ACTIVITY:
All lines from the one containing "The Idea Hub widget's" to the final line of the material should be retyped exactly. Nothing else belongs in the response.

EXCERPTED DATA:
- - - - -
Issue #3519, opened 2021-06-08
Implement Idea Hub widget functionality for saving and unsaving an idea


felixarntz:
The Idea Hub widget's functionality to save and "unsave" an idea should be implemented.

---------------

_Do not alter or remove anything below. The following sections will be managed by moderators only._

## Acceptance criteria

* The Idea Hub widget functionality for saving and unsaving an idea should be implemented:
    * When clicking on the pin icon in the "New" tab, the idea should be saved via the `saveIdea` action of the `modules/idea-hub` data store. After completing the action, both the "New" and "Saved" tabs should be "force-refreshed" via re-running the two respective API calls after clearing their client-side caches. The number on the "Saved" tab should accordingly increase by 1.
- - - - -
EXERCISE SOLUTION:
The Idea Hub widget's functionality to save and "unsave" an idea should be implemented.

---------------

_Do not alter or remove anything below. The following sections will be managed by moderators only._

## Acceptance criteria

* The Idea Hub widget functionality for saving and unsaving an idea should be implemented:
    * When clicking on the pin icon in the "New" tab, the idea should be saved via the `saveIdea` action of the `modules/idea-hub` data store. After completing the action, both the "New" and "Saved" tabs should be "force-refreshed" via re-running the two respective API calls after clearing their client-side caches. The number on the "Saved" tab should accordingly increase by 1.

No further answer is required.